PROBLEM TO SOLVE>
Quote exactly, and only, the lines of the material below from the line with "### LINKED ISSUE" through the line with "expect(isAction(t.bound)).toBe(true)".
☆ ☆ ☆ ☆
PR #2769, opened 2021-01-31
add warn for extending builtins

### LINKED ISSUE #2765: makeObservable crashing on class derived from ObservableMap for mobx 6.1.x
**Intended outcome:**
Should be able to derive class from `ObservableMap` and run `makeObservable(this)` in its constructor.
This code works in `mobx@6.0.5` but breaks in `mobx@6.1.x`:

```
export class ObservableMapLimitedSize<T> extends ObservableMap<string, T> {
    earliestVisible: number = 0;
    latestVisible: number = 0;

    constructor(private maxLength: number) { 
        super(); 
        makeObservable(this);
    }
    ...
```

**Actual outcome:**
In `mobx@6.1.x` it throws the error `adm.make_ is not a function` at `makeObservable.ts:38`

Run the code above.

**Versions**
Getting the crash in `mobx@6.1.x`. It worked fine in `mobx@6.0.x`.

iChenLei:
### Code change checklist

### PR Background
issue -> fix #2765 
Add friendly warn for extending builtins action.
Current 👇

After 👇

### DIFF
--- a/packages/mobx/__tests__/v5/base/make-observable.ts
+++ b/packages/mobx/__tests__/v5/base/make-observable.ts
@@ -17,7 +17,8 @@ import {
     configure,
     flow,
     override,
-    $mobx
+    ObservableSet,
+    ObservableMap
 } from "../../../src/mobx"
 
 test("makeObservable picks up decorators", () => {
@@ -221,6 +222,35 @@ test("makeObservable supports autoBind", () => {
     expect(isAction(t.bound)).toBe(true)
     expect(t.unbound.call(undefined)).toBe(undefined)
     expect(t.bound.call(undefined)).toBe(t)
+})
+
+test("Extending builtins is not support #2765", () => {
+    class ObservableMapLimitedSize extends ObservableMap {
+        limitSize = 0
+        constructor() {
+            super()
+            makeObservable(this, {
+                limitSize: observable
+            })
+        }
+    }
+
+    class ObservableSetLimitedSize extends ObservableSet {
+        limitSize = 0
+        constructor() {
+            super()
+            makeObservable(this, {
+                limitSize: observable
+            })
+        }
+    }
+
+    expect(() => {
+        new ObservableMapLimitedSize()
+    }).toThrowErrorMatchingInlineSnapshot(`"[MobX] Extending builtins is not support"`)
+    expect(() => {
+        new ObservableSetLimitedSize()
+    }).toThrowErrorMatchingInlineSnapshot(`"[MobX] Extending builtins is not support"`)
 })
 
 test("makeAutoObservable has sane defaults", () => {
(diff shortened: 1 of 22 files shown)


urugator:
Thanks for the PR, but please try to handle it like this:
https://github.com/mobxjs/mobx/blob/ddf99789daebc6a891c930bf77df132d532e090f/packages/mobx/src/types/observableobject.ts#L648
```javascript
if (hasProp(target, $mobx)) {
  if (__DEV__ && !(target[$mobx] instanceof ObservableObjectAdministration)) {
     // Something like
     die(`Cannot convert '${getDebugName(target)}' into observable object: The target is already observable of different type. Extending builtins is not supported.`)
  }
  return target
}
```
That should cover other unsupported cases like `observable/extendObservable(boxedObservable|observableArray|observableMap|observableSet)` etc
And please add tests for these other types.

iChenLei:
@urugator Yes, sir. 😃

iChenLei:
@urugator Hi, sir. Did we need test all types? I found that only `observableMap` and `observableMap` are export from `mobx` npm package.

> packages/mobx/src/mobx.ts

### extendObservable

> https://mobx.js.org/api.html#extendobservable


#### May be it's only use for function/object ? Any suggestion to test it ?

### makeAutoObservable

```ts
// https://github.com/mobxjs/mobx/blob/main/packages/mobx/src/api/makeObservable.ts#L50-L55
if (__DEV__) {
    if (!isPlainObject(target) && !isPlainObject(Object.getPrototypeOf(target)))
        👇  // user can't extending builtin, so don't need check more
        die(`'makeAutoObservable' can only be used for classes that don't have a superclass`) 
    if (isObservableObject(target))
        die(`makeAutoObservable can only be used on objects not already made observable`)
}
```

packages/mobx/__tests__/v5/base/make-observable.ts
```diff
@@ -223,6 +224,39 @@ test("makeObservable supports autoBind", () => {
...
+            makeObservable(this, {
+                limitSize: observable
+            })
+        }
+    }
+
+    expect(() => {
+        new ObservableMapLimitedSize()
+    }).toThrowErrorMatchingInlineSnapshot(
+        `"[MobX] Cannot convert 'ObservableMap@10' into observable object: The target is already observable of different type. Extending builtins is not supported."`
```
urugator, line 251: Please pass stable name: `makeObservable(_,_, { name: "TestObject" })` otherwise the tests are fragile - they break when you move them.

iChenLei: OK, I noticed it actually. Thank you for fast reply. Haha

urugator:
> Did we need test all types?

It's not about preventing `extend Something`.
It's about inability to pass observable of different type than object to `extendObservable`/`makeObservable`/`makeAutoObservable`.
So `makeObservable(observable([]))`, `extendObservable(observable.box())` etc should fail (not neccessarily with the same error, but they must not pass).
It doesn't have to happen inside constructor when extending, thats just a special case.
Is it clear?

mweststrate (approved):
Looking good, thanks for making this change!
☆ ☆ ☆ ☆
TASK SOLUTION>
### LINKED ISSUE #2765: makeObservable crashing on class derived from ObservableMap for mobx 6.1.x
**Intended outcome:**
Should be able to derive class from `ObservableMap` and run `makeObservable(this)` in its constructor.
This code works in `mobx@6.0.5` but breaks in `mobx@6.1.x`:

```
export class ObservableMapLimitedSize<T> extends ObservableMap<string, T> {
    earliestVisible: number = 0;
    latestVisible: number = 0;

    constructor(private maxLength: number) { 
        super(); 
        makeObservable(this);
    }
    ...
```

**Actual outcome:**
In `mobx@6.1.x` it throws the error `adm.make_ is not a function` at `makeObservable.ts:38`

Run the code above.

**Versions**
Getting the crash in `mobx@6.1.x`. It worked fine in `mobx@6.0.x`.

iChenLei:
### Code change checklist

### PR Background
issue -> fix #2765 
Add friendly warn for extending builtins action.
Current 👇

After 👇

### DIFF
--- a/packages/mobx/__tests__/v5/base/make-observable.ts
+++ b/packages/mobx/__tests__/v5/base/make-observable.ts
@@ -17,7 +17,8 @@ import {
     configure,
     flow,
     override,
-    $mobx
+    ObservableSet,
+    ObservableMap
 } from "../../../src/mobx"
 
 test("makeObservable picks up decorators", () => {
@@ -221,6 +222,35 @@ test("makeObservable supports autoBind", () => {
     expect(isAction(t.bound)).toBe(true)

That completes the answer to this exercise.